Peccato non poterti approvare!!!!


----------



## Ultimo (31 Luglio 2012)

Non Registrato ha detto:


> Dopo quasi due anni ho deciso di dire basta
> 2 anni in cui ci siamo visti una 20ina di volte, dormito insieme un paio
> Entrambi con figli
> Ci siamo innamorati
> ...



Perdonami ma io quando leggo alcune cose mi parte l'embolo.

La vita mi ha portato a snaturarmi a non credere più in quell'amore che è fatto di prima vista e di sensazioni primarie in cui due persone si ritrovano in poche cose, la vita mi ha insegnato che amare vuol dire accettare di vivere con una persona che rispetti e che conosci con il tempo, ad accettare non soltanto i pregi, ma soprattutto anche i difetti, e ci sono prove nella vita che ti danno conferma dell'amore che hai coltivato durante quel percorso assieme che ha fatto conoscere la coppia. 
Ora la smettete di scrivere a parlare di amore quando nemmeno vi conoscete!! Non basta una vita per conoscere se stessi! figuriamoci chi ti sta accanto.


----------



## stellina (31 Luglio 2012)

Angelo Merkel ha detto:


> per quale motivo non cerchi un affetto vero con una relazione e un rapporto vero? sei prigioniera di tuo marito? ti ricatta? è totò riina? a parte l'ironia, spiega un po' per quale assurdo motivo si sta in un matrimonio per più di 2 anni (immagino che prima di cercare affetto fuori ci hai ben pensato e quindi la mancanza di tuo marito è ben più lunga di due anni) e non si cerca di uscirne


 ascolto volentieri anche io la spiegazione... comunque mentre aspettiamo la risposat di lei...secondo te perchè?


----------



## lunaiena (31 Luglio 2012)

Non Registrato ha detto:


> Dopo quasi due anni ho deciso di dire basta
> 2 anni in cui ci siamo visti una 20ina di volte, dormito insieme un paio
> Entrambi con figli
> Ci siamo innamorati
> ...


Non ho capito:
Perchè e chi vuole chiudere?


----------



## Clementine Kruczynski (31 Luglio 2012)

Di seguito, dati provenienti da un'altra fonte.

PR #1987, opened 2021-01-28
Add RapidYaml git URL to requirements.

litghost:


mithro:
Should this be pulled in through a dependencies in some way?

litghost:
> Should this be pulled in through a dependencies in some way?

It's not on PyPi, so no.

mithro:
BTW What depends on yaml?

litghost:
> BTW What depends on yaml?

FPGA interchange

ma da quando in qua i sentimenti si misurano in base alla frequenza con cui ci si vede?


----------



## Non Registrato (31 Luglio 2012)

Perché rimane un affetto incredibile
Perché ci sono due bimbe 
Perché in 4 stiamo bene benissimo
Perché ci sono cose pratiche pesanti da gestire
Perché è difficile ammettere di non amare più di volee bene di accettare una vita più spenta

Ma soptutto perché pensi adesso ne esco adesso torniamo a capirci adesso torniamo felici
Ecco perché
Poi i mesi che non vai a letto diventando 5/6 poi un anno, poi due
Lui torna sempre stanco tu sei nervosa
Solito
Credo che si debba essere molto bravi x salvare le relazioni
Noi non lo siamo stati


----------



## lunaiena (31 Luglio 2012)

quintina ha detto:


> ma da quando in qua i sentimenti si misurano in base alla frequenza con cui ci si vede?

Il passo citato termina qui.